Researchers at Seoul National University have developed AI technology that compresses the “conversation memory” of large language model-based chatbots by three to four times whilst achieving approximately two times faster response times, all without any loss in accuracy.

The new method, called KVzip, selectively retains only information useful for future questions, autonomously verifying and compressing memory for efficient reuse in long-context tasks such as extended dialogue and document summarisation. The findings were selected as an Oral Presentation, representing the top 0.35 per cent among 21,575 submissions to NeurIPS 2025, one of the world’s most prestigious conferences in artificial intelligence.

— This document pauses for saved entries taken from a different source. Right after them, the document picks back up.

PR #19, opened 2018-03-29
Enable Travis CI

jonabc:
Resolves https://github.com/github/licensed/issues/5

This turns on Travis CI and runs a job for each dependency source.  Each job runs

1.  Tests specific to that source
2. Tests for the non-source licensed components

This strategy errs on the side of caution to make sure that dependency sources don't modify and break source-agnostic code.  Structuring the tests this way also makes development easier on a single source - running `bundle exec rake test:[source]` will run a full test pass on `licensed` for the source.

This PR also makes the following changes that were needed to get CI working

1. test suites can be run from either rake tasks or `script/test`

```
# the following are equivalent
bundle exec rake test:go
./script/test go
```

2. fixed a few issues that were causing problems in CI
   1. https://github.com/github/licensed/commit/c366e24f51be2448c0ecee3db211ba5017b40abf forces CLI tests to run offline and avoid timeouts from querying GitHub in CI.
   2. https://github.com/github/licensed/commit/d858334833745786bd64623fe858fa0463573245 fixes a problem where a nil result from querying GitHub was not cached properly.  This was an initial fix attempt for ☝️ 
   3. https://github.com/github/licensed/commit/83f572f0f56c701c5f3a22f32f70432c8b6ba72f clears `BUNDLE_GEMFILE` from ENV in the `bundler` source.  The variable is set during CI and was causing the wrong Gemfile to be used when enumerating dependencies

### DIFF
--- a/Rakefile
+++ b/Rakefile
@@ -1,6 +1,7 @@
 # frozen_string_literal: true
 require "bundler/gem_tasks"
 require "rake/testtask"
+require "rubocop/rake_task"
 
 desc "Run source setup scripts"
 task :setup do
@@ -51,6 +52,12 @@ Rake::TestTask.new(:test) do |t|
   t.libs << "test"
   t.libs << "lib"
   t.test_files = FileList["test/**/*_test.rb"]
+end
+
+# add rubocop task
+# -S adds styleguide urls to offense messages
+RuboCop::RakeTask.new do |t|
+  t.options.push "-S"
 end
 
 task default: :test
--- a/Rakefile
+++ b/Rakefile
@@ -23,6 +23,30 @@ task :setup do
   end
 end
 
+sources = Dir["lib/licensed/source/*.rb"].map { |f| File.basename(f, ".*") }
+
+namespace :test do
+  sources.each do |source|
+    # hidden task to set ENV and filter tests to the given source
+    # see `each_source` in test/test_helper.rb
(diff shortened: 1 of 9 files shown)


Rakefile
```diff
@@ -23,10 +24,40 @@ task :setup do
   end
 end
 
+sources = Dir["lib/licensed/source/*.rb"].map { |f| File.basename(f, ".*") }
```
benbalter: I _think_ this may be relative to the `pwd`, not the file. To make things a bit more solid, it may be worthwhile to make the path absolute (e.g., `File.expand_path .... __dir__`)

Rakefile
```diff
@@ -23,10 +24,40 @@ task :setup do
...
+  sources.each do |source|
+    # hidden task to set ENV and filter tests to the given source
+    # see `each_source` in test/test_helper.rb
+    namespace source.to_sym do
+      task :env do
+        ENV["SOURCE"] = source
+      end
+    end
+
+    Rake::TestTask.new(source => "test:#{source}:env") do |t|
```
benbalter: Nice.

Rakefile
jonabc: Testing locally, it looks `pwd` is the Gemfile dir when run with `bundler exec` but that ✨ being explicit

The term “conversation memory” refers to the temporary storage of sentences, questions and responses that a chatbot maintains during interaction, which it uses to generate contextually coherent replies. Using KVzip, a chatbot can compress this memory by eliminating redundant or unnecessary information that is not essential for reconstructing context.

“KVzip is significant in that it enables reusable compressed memory that retains only the most essential information, even in LLM agents requiring long contextual understanding,” stated Professor Hyun Oh Song from the Department of Computer Science and Engineering, who led the research team.

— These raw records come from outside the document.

Issue #2, opened 2018-02-02
Avoid license redetection when license text hasn't changed


jonabc:
There have been cases where a dependency is re-cached with no changes to the license text, however the license field is changed to `other`.  

If the license text hasn't changed, we should keep the existing license to reduce noise to users.

[`project.license.content_normalized`](https://github.com/benbalter/licensee/blob/master/lib/licensee/content_helper.rb#L67-L72) will return a normalized version of the license file's content. This should theoretically be the "cleanest" comparison, in that ignores non-legally significant differences like whitespace, capitalization, etc.

☝️ can be used to compare the cached license content to the detected license text and retain the existing license if a match is found

Issue #20, opened 2018-04-03
`licensed status` can false-succeed with missing license text


jonabc:
The status command checks `license.text.strip.empty?` when determining whether a cached license metadata file is missing license content.  This can be a false-success in the following scenario

1.  During `licensed cache`, a dependency has no license text but does have legal notices
2. During `licensed cache`, the dependency☝️ is saved with legal notices in `license.text`
3. During `licensed status`, the cached license has non-empty `license.text` (notice file contents).  This results in a pass for the cached metadata even though license text is not in the cached metadata.

PR #21, opened 2018-04-03
Avoid license key change when dependency license text hasn't changed

jonabc:
Resolves https://github.com/github/licensed/issues/2.

This PR affects the `cache` command, attempting to reuse the `license` metadata value when possible to cut down on noise.

`licensed cache` now compares the license available in a dependency's cached file to the content found from `dependency.detect_license!`.  When no changes are found, `licensed cache` will reuse the cached license value.  `License#license_text_match?` uses `Licensee::ContentHelper` to compare normalized license content instead of the raw data.

A side effect of this PR is a slight behavior change that should be entirely backwards compatible - a licensed text section will always be written to the cached file.  We used to strip out `nil` license text and legal notices which means that [`licensed` couldn't know if the first (or only) text in a cached file is the license text or a legal notice](https://github.com/github/licensed/issues/20).

Ensuring that `Dependency#detect_license!` always includes section for license text in `self.text` means that we can reliably use that section to compare cached license text against the license text found from `Dependency#detect_license!`.

This makes the assumption that it is 👍 to only compare license text to determine that the license key can be reused.  If `Dependency#notices` should also be compared, then https://github.com/github/licensed/tree/less-license-chattiness should be considered instead of this PR.

/cc @lildude FYI as `github/linguist` was asking for this.  Please let me know if you'd like me to ping someone else for `linguist`s attention 🙇

### DIFF
--- a/lib/licensed/license.rb
+++ b/lib/licensed/license.rb
@@ -2,10 +2,15 @@
 require "yaml"
 require "fileutils"
 require "forwardable"
+require "licensee"
 
 module Licensed
   class License
+    include Licensee::ContentHelper
+    extend Forwardable
+
     YAML_FRONTMATTER_PATTERN = /\A---\s*\n(.*?\n?)^---\s*$\n?(.*)\z/m
+    TEXT_SEPARATOR = ("-" * 80).freeze
 
     # Read an existing license file
     #
@@ -17,7 +22,6 @@ module Licensed
       new(YAML.load(match[1]), match[2])
     end
 
-    extend Forwardable
     def_delegators :@metadata, :[], :[]=
 
     # The license text and other legal notices
@@ -37,6 +41,27 @@ module Licensed
     def save(filename)
       FileUtils.mkdir_p(File.dirname(filename))
       File.write(filename, YAML.dump(@metadata) + "---\n#{text}")
+    end
+
+    # Returns the raw content for Licensee::ContentHelper#content_normalized.
+    # The content is the license text only without any notices
+    def content
+      return unless text
+
+      # if the text contains the separator, the first string in the array
+      # should always be the license text whether empty or not.
+      # if the text didn't contain the separator, the text itself is the entirety
+      # of the license text
+      split = text.split(TEXT_SEPARATOR)
+      split.length > 1 ? split.first.strip : text
+    end
+
+
+    # Returns whether the current license should be updated to `other`
+    # based on whether the normalized license content matches
+    def license_text_match?(other)
+      return false unless other.is_a?(License)
+      self.content_normalized == other.content_normalized
     end
   end
 end
--- a/lib/licensed/license.rb
+++ b/lib/licensed/license.rb
@@ -18,6 +18,7 @@ module Licensed
     #
     # Returns a Licensed::License
     def self.read(filename)
+      return unless File.exist?(filename)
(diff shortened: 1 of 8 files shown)


mlinksva:
> This makes the assumption that it is 👍 to only compare license text to determine that the license key can be reused. If Dependency#notices should also be compared, then https://github.com/github/licensed/tree/less-license-chattiness should be considered instead of this PR.

Changed notices don't have any behavior impact when license text can be detected, so I don't think they should for this case either, so long as any changed notices actually get updated in the cache.

It might be useful for licensed to report on changed notices or optionally require review of same, but that's a different feature.

lib/licensed/license.rb
```diff
@@ -39,5 +43,26 @@ def save(filename)
...
+      split = text.split(TEXT_SEPARATOR)
+      split.length > 1 ? split.first.strip : text
+    end
+
+
+    # Returns whether the current license should be updated to `other`
+    # based on whether the normalized license content matches
+    def license_text_match?(other)
+      return false unless other.is_a?(License)
+      self.content_normalized == other.content_normalized
```
benbalter: 👍

lildude:
> /cc @lildude FYI as github/linguist was asking for this. Please let me know if you'd like me to ping someone else for linguists attention 🙇

I'm _it_ so this is fiiiiine.

mlinksva:
I'd rather not output "License text is not available" -- that may not be the case -- licensed just may not have found it. If it's meant to be an informative message, maybe something like "Licensed did not find license text; see <link?> for information on where licensed looks."

jonabc:
@mlinksva gotcha.  I used "available" because `Dependency#license_text` is nil when multiple license files are found, so "not found" didn't seem fully appropriate either.

Linking to documentation is helpful but makes the message dependent on an outside resource that could change and mess with content matching.

I'm not sure this is worth pursuing TBH - missing license text is an error case for `licensed status` and users shouldn't allow cached data with empty text.

It was just a thought I had and since the PR deals with what to cache when license text isn't found, it seemed like the right time to bring up.

mlinksva:
> `Dependency#license_text` is nil when multiple license files are found

Hmm, it's a different issue, but I suspect it would be helpful to cache all of the license texts in this case rather than none of them.

jonabc:
> Hmm, it's a different issue, but I suspect it would be helpful to cache all of the license texts in this case rather than none of them.

Agreed, I looked into that but wasn't sure how it would affect, or if it would cause a weird mismatch scenario, with `Dependency#license_key` a.k.a. the `license` metadata value.  I'll open up an issue for that.

jonabc:
>> This makes the assumption that it is 👍 to only compare license text to determine that the license key can be reused. If Dependency#notices should also be compared, then https://github.com/github/licensed/tree/less-license-chattiness should be considered instead of this PR.

> Changed notices don't have any behavior impact when license text can be detected, so I don't think they should for this case either, so long as any changed notices actually get updated in the cache.

@mlinksva sorry I only noticed this now.  What is the expected or required behavior when license text can't be detected?

mlinksva:
@jonabc I was saying the behavior of the code in this PR's branch is fine. Notices should be cached (and updated if changed) for any license state, whether same or changed, detected or not, but notice changes shouldn't invalidate reuse of license key.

Dialogue, coding and question

Modern LLM chatbots perform tasks such as dialogue, coding and question answering using enormous contexts that can span hundreds or even thousands of pages. As conversations grow longer, however, the accumulated conversation memory increases computational cost and slows down response time.

Most existing compression techniques are query-dependent, meaning they optimise memory only for the current question. When a new or follow-up question is asked, the chatbot’s performance typically deteriorates significantly. KVzip overcomes this limitation by performing compression that retains only the information necessary for context reconstruction, enabling the chatbot to handle multiple future queries without needing to recompress its memory each time.

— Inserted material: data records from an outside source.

Issue #24, opened 2018-04-04
[Bundler] `::Bundler.default_gemfile` finds the wrong Gemfile


jonabc:
`::Bundler.default_gemfile.basename` is used in the [bundler source](https://github.com/github/licensed/blob/9b64114f3880f3e82a79f09b20b26251fa043dae/lib/licensed/source/bundler.rb#L45-L52) when looking for a Gemfile in the applications source path.

The issue is that when licensed is run via `bundle exec`, Bundler sets the `ENV["BUNDLE_GEMFILE"]` variable which is given preference over searching for a Gemfile from the file system.  

This fails when
- the application source path where dependencies are enumerated has a `gems.rb` file
- `bundle exec` runs licensed based on a `Gemfile` in a different location

In this scenario `Bundler#gemfile_path` will return `$pwd/Gemfile` which doesn't exist, rather than `$pwd/gems.rb` which does.

This seems like a low priority edge case, but might be fixable in combination with https://github.com/github/licensed/issues/23?

Issue #23, opened 2018-04-04
[Bundler] `::Bundler.default_gemfile` raising GemFileNotFound error


jonabc:
`::Bundler.default_gemfile.basename` is used in the [bundler source](https://github.com/github/licensed/blob/9b64114f3880f3e82a79f09b20b26251fa043dae/lib/licensed/source/bundler.rb#L45-L52) when looking for a Gemfile in the applications source path.

Using [::Bundler.default_gemfile](https://github.com/bundler/bundler/blob/b9c12ee67661581f8a4fb5f47a375b5c7da2ed1e/lib/bundler/shared_helpers.rb#L32-L36) and [::Bundler.default_lockfile](https://github.com/bundler/bundler/blob/b9c12ee67661581f8a4fb5f47a375b5c7da2ed1e/lib/bundler/shared_helpers.rb#L38-L45) in licensed will raise errors when
1. licensed is not run with an empty or nil `ENV["BUNDLE_GEMFILE"]`
   - e.g. not run from `bundle exec`
```
$> gem install licensed
$> licensed cache ...
```
2. a Gemfile is not available in the file hierarchy from root to the application source path

When both of these are true, a default Gemfile isn't found and `::Bundler.default_gemfile` [raises an error](https://github.com/bundler/bundler/blob/b9c12ee67661581f8a4fb5f47a375b5c7da2ed1e/lib/bundler/shared_helpers.rb#L34).

This can be worked around by explicitly disabling the Bundler source
```
sources:
  rubygem: false
```

PR #27, opened 2018-04-05
[Bundler] Don't use Bundler.default_*file to find gem file and lock file

jonabc:
Fixes https://github.com/github/licensed/issues/23
Fixes https://github.com/github/licensed/issues/24

Fixing a couple issues where `::Bundler.default_*file` does not behave ideally for usage in licensed
1. They raise errors if a gem file can't be found
   - e.g. if the licensed gem is installed globally and not run from bundler, and a gem file isn't in the configured app source path
2. They prefer `ENV["BUNDLE_GEMFILE"]` over searching for a gem file in the local file hierarchy
   - can lead to a mismatch if the name of the gem file in `ENV["BUNDLE_GEMFILE"]` doesn't match the name of the file in the configured app source path (gems.rb vs Gemfile)
3.  licensed has a very specific usage that looks for the gem file at the app source path and does not need any of the extra search logic in [`Bundler::SharedHelpers::find_gemfile`](https://github.com/bundler/bundler/blob/257fb54da0003c3a67f6e7b3b5a242a4ba9c45cb/lib/bundler/shared_helpers.rb#L240-L246)

The downside is that now the source has to either keep track of the possible gem file names itself or call the private [`Bundler::SharedHelpers::gemfile_names`](https://github.com/bundler/bundler/blob/257fb54da0003c3a67f6e7b3b5a242a4ba9c45cb/lib/bundler/shared_helpers.rb#L248-L250).  This PR opts to keep track of the file names locally so that licensed doesn't take a dependency on a private method that could change without notice.

### DIFF
--- a/lib/licensed/source/bundler.rb
+++ b/lib/licensed/source/bundler.rb
@@ -61,9 +61,8 @@ module Licensed
       def with_local_configuration
         # with a clean, original environment
         ::Bundler.with_original_env do
-          # bundler restores all ENV at the end of the `with_original_env`
-          # block.  we shouldn't need to restore these values manually
-          BUNDLER_ENV_KEYS.each { |k| ENV.delete(k) }
+          # force bundler to use the local gem file
+          ENV["BUNDLE_GEMFILE"] = gemfile_path.to_s
 
           # reset all bundler configuration
           ::Bundler.reset!
--- a/lib/licensed/source/bundler.rb
+++ b/lib/licensed/source/bundler.rb
@@ -5,12 +5,14 @@ module Licensed
   module Source
     class Bundler
       BUNDLER_ENV_KEYS = %w(BUNDLE_GEMFILE).freeze
+      GEMFILES = %w{Gemfile gems.rb}.freeze
+
       def initialize(config)
         @config = config
       end
 
       def enabled?
-        @config.enabled?(type) && File.exist?(lockfile_path)
+        @config.enabled?(type) && lockfile_path && lockfile_path.exist?
       end
 
       def type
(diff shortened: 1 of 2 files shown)


lib/licensed/source/bundler.rb
```diff
@@ -57,9 +60,8 @@ def lockfile_path
       def with_local_configuration
         # with a clean, original environment
         ::Bundler.with_original_env do
-          # bundler restores all ENV at the end of the `with_original_env`
-          # block.  we shouldn't need to restore these values manually
-          BUNDLER_ENV_KEYS.each { |k| ENV.delete(k) }
+          # force bundler to use the local gem file
+          ENV["BUNDLE_GEMFILE"] = gemfile_path.to_s
```
dbussink: @jonabc Should this `ENV` var be unset in the `ensure` block below? Otherwise this method that takes a block leaks that environment variable?

test/source/bundler_test.rb
```diff
@@ -1,13 +1,22 @@
 # frozen_string_literal: true
 require "test_helper"
 require "tmpdir"
+require "byebug"
```
eileencodes: You left byebug in here 😄

lib/licensed/source/bundler.rb
jonabc: @dbussink It's not necessary and won't leak because `::Bundler.with_original_env` captures and restores the full `ENV` object itself.  👍 to restoring the `ENV` var in the `ensure` block to be more explicit and avoid confusion

dbussink: Ah, thanks! Yeah, explicitly doing it is nice I think.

In a wide range of tasks, including question answering, retrieval, reasoning, and code understanding, KVzip achieved a three to four times memory reduction and approximately twice the response time without any loss in accuracy. The technique also demonstrated scalability to extremely long contexts of up to 170,000 tokens using major open-source LLMs such as Llama 3.1, Qwen 2.5 and Gemma 3.

“KVzip can be seamlessly applied to real-world LLM applications and on-device systems to ensure consistent quality and improved speed for long-context interactions,” stated Dr Jang-Hyun Kim, the main contributor of the project who will join the AI/ML Foundation Models team at Apple as a machine learning researcher.

The technology has been integrated into NVIDIA’s open-source KV cache compression library, KVPress, making it readily accessible for practical deployment. By reducing memory usage by three to four times and shortening response latency by about two times, the method allows servers to handle more concurrent users and longer conversations whilst significantly lowering operating costs.